Data
---*---

PR #520, opened 2024-09-30
feat: add git external reference.

barblin:


src/main/java/org/cyclonedx/gradle/utils/ExternalResourcesUtil.java
```diff
@@ -0,0 +1,73 @@
...
+            return null;
+        }
+
+        if (gitUrl.startsWith("git@")) {
+            final String[] parts = gitUrl.split("git@");
+            String domain = parts[1];
+            return "https://" + domain.replace(":", "/");
+        }
+
+        System.out.println("REMOTE URL: " + gitUrl);
```
skhokhlov, line 70: Plugin must avoid producing unnecessary output. This message looks like a debug log

src/main/java/org/cyclonedx/gradle/utils/ExternalResourcesUtil.java
```diff
@@ -0,0 +1,73 @@
...
+        }
+    }
+
+    /**
+     * Converts a git based git remote url to a https based url. In case the url is null, map will return null
+     *
+     * @param gitUrl The git url of the current project
+     * @return gitUrl Mapped to https based git reference. May be null. Null will result in an empty external resources list
+     */
+    public static String mapGitToHttps(String gitUrl) {
```
skhokhlov, line 59: Add `@Nullable` annotation to method that can return `null`

src/main/java/org/cyclonedx/gradle/utils/ExternalResourcesUtil.java
```diff
@@ -0,0 +1,73 @@
...
+        if (gitUrl == null) {
+            return null;
+        }
+
+        if (gitUrl.startsWith("git@")) {
+            final String[] parts = gitUrl.split("git@");
+            String domain = parts[1];
+            return "https://" + domain.replace(":", "/");
```
skhokhlov, line 67: It's a dangerous assumption that `http` remote will be same as `git` one. I certainly know that it's incorrect for some product

src/main/java/org/cyclonedx/gradle/utils/ExternalResourcesUtil.java
```diff
@@ -0,0 +1,73 @@
...
+ */
+package org.cyclonedx.gradle.utils;
+
+import java.io.BufferedReader;
+import java.io.InputStreamReader;
+import java.util.ArrayList;
+import java.util.List;
+import org.cyclonedx.model.ExternalReference;
+
+public class ExternalResourcesUtil {
```
skhokhlov, line 27: This class requires benchmarking. I afraid it can significantly increase BOM generation time. You can use gradle profiler for it https://github.com/gradle/gradle-profiler

src/main/java/org/cyclonedx/gradle/utils/ExternalResourcesUtil.java
```diff
@@ -0,0 +1,73 @@
...
+
+    public static List<ExternalReference> createExternalReferences() {
+        final List<ExternalReference> references = new ArrayList<>();
+        addGitReference(references);
+        return references;
+    }
+
+    public static void addGitReference(final List<ExternalReference> references) {
+        try {
+            Process process = Runtime.getRuntime().exec("git remote get-url origin");
```
skhokhlov, line 39: Will it work for any OS?

src/main/java/org/cyclonedx/gradle/CycloneDxTask.java
```diff
@@ -53,25 +53,16 @@
 import org.cyclonedx.generators.xml.BomXmlGenerator;
 import org.cyclonedx.gradle.utils.CycloneDxUtils;
 import org.cyclonedx.gradle.utils.DependencyUtils;
-import org.cyclonedx.model.Bom;
```
skhokhlov, line 56: Please don't use "star" imports

src/test/groovy/org/cyclonedx/gradle/utils/ExternalResourcesUtilTest.groovy
```diff
@@ -0,0 +1,50 @@
...
+import org.cyclonedx.model.Bom
+import org.gradle.testkit.runner.GradleRunner
+import org.gradle.testkit.runner.TaskOutcome
+import spock.lang.Specification
+
+class ExternalResourcesUtilTest extends Specification {
+
+    def "should map git@ url to https based external reference"() {
+        expect:
+        ExternalResourcesUtil.mapGitToHttps("git@github.com:barblin/cyclonedx-gradle-plugin.git") == "https://github.com/barblin/cyclonedx-gradle-plugin.git"
```
skhokhlov, line 14: Use `assert` here

src/test/groovy/org/cyclonedx/gradle/utils/ExternalResourcesUtilTest.groovy
```diff
@@ -0,0 +1,50 @@
+package org.cyclonedx.gradle.utils
+
+import com.fasterxml.jackson.databind.ObjectMapper
+import org.cyclonedx.gradle.TestUtils
+import org.cyclonedx.model.Bom
+import org.gradle.testkit.runner.GradleRunner
+import org.gradle.testkit.runner.TaskOutcome
+import spock.lang.Specification
+
+class ExternalResourcesUtilTest extends Specification {
```
skhokhlov, line 10: The following test scenarios are required here:

1. Package without git reference
2. Package with VCS reference of different type, e.g. SVN
3. Package with incorrect git reference 
4. `git` executable not available on the system

skhokhlov (changes requested):

src/main/java/org/cyclonedx/gradle/utils/ExternalResourcesUtil.java
barblin: the conversion is actually not necessary, I have made some changes to address these issues in the PR update

src/main/java/org/cyclonedx/gradle/utils/ExternalResourcesUtil.java
barblin: Yes, should work on any OS, but I will give it a shot on my windows machine as well. I wrote some test cases to reproduce these cases

src/test/groovy/org/cyclonedx/gradle/utils/ExternalResourcesUtilTest.groovy
barblin: I added tests for most of what you've asked. Due to the fact that I am only intersted in the git VCS for now, I have ignored SVN altogether. In case a git url can't be resolved, the external reference will just not be added.

src/main/java/org/cyclonedx/gradle/utils/ExternalResourcesUtil.java
barblin: @skhokhlov 
On a large project, I have run each case and named the file accordingly. 
It seems, that adding this feature does not have a large impact on performance.
I also checked each generated sbom and each case works fine. the change can successfully pull the remote url either from custom configuration, from environment variables (e.g. Jenkins) and from the git repo config. In this order.

For completeness sake, I have also attached the scenarios file.
[performance.scenarios.txt](https://github.com/user-attachments/files/17957833/performance.scenarios.txt)

[benchmark-v1.10.0.csv](https://github.com/user-attachments/files/17957842/benchmark-v1.10.0.csv)
[benchmark-custom-configuration.csv](https://github.com/user-attachments/files/17957848/benchmark-custom-configuration.csv)
[benchmark-from-env-var.csv](https://github.com/user-attachments/files/17957851/benchmark-from-env-var.csv)
[benchmark-from-repo-config.csv](https://github.com/user-attachments/files/17957855/benchmark-from-repo-config.csv)

src/main/java/org/cyclonedx/gradle/utils/ExternalReferencesUtil.java
```diff
@@ -0,0 +1,85 @@
...
+            try (BufferedReader reader = new BufferedReader(new InputStreamReader(process.getInputStream()))) {
+                return reader.readLine();
+            }
+        } catch (Exception ignore) {
+            // throw it away if this is not a git repository or if git is not installed
+        }
+
+        return null;
+    }
+}
```
jeremylong, line 85: Minor suggestion - while `Runtime.getRuntime().exec(...` works well in most cases I have run into issues with not using a StreamGobbling technique:

```suggestion
    private static @Nullable String fromGitRepo() {
        try {
            ProcessBuilder processBuilder = new ProcessBuilder("git", "remote", "get-url", "origin");
            Process process = processBuilder.start();

            StreamGobbler outputGobbler = new StreamGobbler(process.getInputStream());
            StreamGobbler errorGobbler = new StreamGobbler(process.getErrorStream());

            outputGobbler.start();
            errorGobbler.start();

            int exitCode = process.waitFor();

            outputGobbler.join();
            errorGobbler.join();

            if (exitCode == 0) {
                return outputGobbler.getOutput().trim();
            }
        } catch (Exception ignore) {
            // throw it away if this is not a git repository or if git is not installed
        }
        return null;
    }

    private static class StreamGobbler extends Thread {
        private final InputStream inputStream;
        private final StringBuilder output = new StringBuilder();

        StreamGobbler(InputStream inputStream) {
            this.inputStream = inputStream;
        }

        @Override
        public void run() {
            try (BufferedReader reader = new BufferedReader(new InputStreamReader(inputStream))) {
                String line;
                while ((line = reader.readLine()) != null) {
                    output.append(line);
                }
            } catch (IOException e) {
                // Handle or log exception as needed
            }
        }

        String getOutput() {
            return output.toString();
        }
    }
}
```

src/main/java/org/cyclonedx/gradle/utils/ExternalReferencesUtil.java
```diff
@@ -0,0 +1,85 @@
...
+ * See the License for the specific language governing permissions and
+ * limitations under the License.
+ *
+ * SPDX-License-Identifier: Apache-2.0
+ * Copyright (c) OWASP Foundation. All Rights Reserved.
+ */
+package org.cyclonedx.gradle.utils;
+
+import java.io.BufferedReader;
+import java.io.InputStreamReader;
```
jeremylong, line 22: In addition to my suggestion below, two imports would need to be added.

```suggestion
import java.io.IOException;
import java.io.InputStream;
import java.io.InputStreamReader;
```

jeremylong (commented):
Minor suggestion to use StreamGobblers when reading from a process.

src/main/java/org/cyclonedx/gradle/utils/ExternalReferencesUtil.java
barblin: Hey. I would like to know more about those issues you experienced. 

I'd rather go for simplicity if possible, and add no git reference if I run into a low probability issue. But if your issues occur often, the change may make sense.

src/main/java/org/cyclonedx/gradle/utils/ExternalReferencesUtil.java
jeremylong: This is likely overkill for this shell command. However, in other cases you can run into issues if one of the streams (error or output) fills up it can cause the process to block/hang.

src/main/java/org/cyclonedx/gradle/utils/ExternalReferencesUtil.java
jeremylong: This is likely overkill for this shell command. However, in other cases you can run into issues if one of the streams (error or output) fills up it can cause the process to block/hang. 

This is a very [common technique](https://www.google.com/search?q=java+streamgobbler+process) used to read from a process.

jeremylong:
@skhokhlov I think this PR is good as is! I'll be submitting another PR related to the build_system shortly.

jeremylong (approved):

src/main/java/org/cyclonedx/gradle/utils/ExternalReferencesUtil.java
```diff
@@ -0,0 +1,85 @@
...
+        }
+    }
+
+    private static @Nullable String fromEnvironment() {
+        return System.getenv("GIT_URL");
+    }
+
+    private static @Nullable String fromGitRepo() {
+        try {
+            Process process = Runtime.getRuntime().exec("git remote get-url origin");
```
skhokhlov, line 74: [`exec(String)` is deprecated since Java 18 ](https://cr.openjdk.org/~pminborg/panama/21/v1/javadoc/java.base/java/lang/Runtime.html#exec(java.lang.String)). It's better to use `exec(String[])` instead

src/main/java/org/cyclonedx/gradle/CycloneDxTask.java
```diff
@@ -336,6 +345,23 @@ public void setLicenseChoice(final Consumer<LicenseChoice> customizer) {
         getInputs().property("LicenseChoice", licenseChoice);
     }
 
+    public void setVCSGit(Consumer<ExternalReference> customizer) {
```
skhokhlov, line 348: Codebase in this project uses `final` keywords whenever possible. There are few places here where `final` is missing. Unfortunately we don't have automated check here, because with Java 8 it's little bit tricky nowadays.

skhokhlov (changes requested):
Thank you @barblin. There are just few minor notes left and I will be happy to merge it!

skhokhlov (approved):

---*---

Please say how many lines in the records above contain the string "away", giving no other words.

Task response
2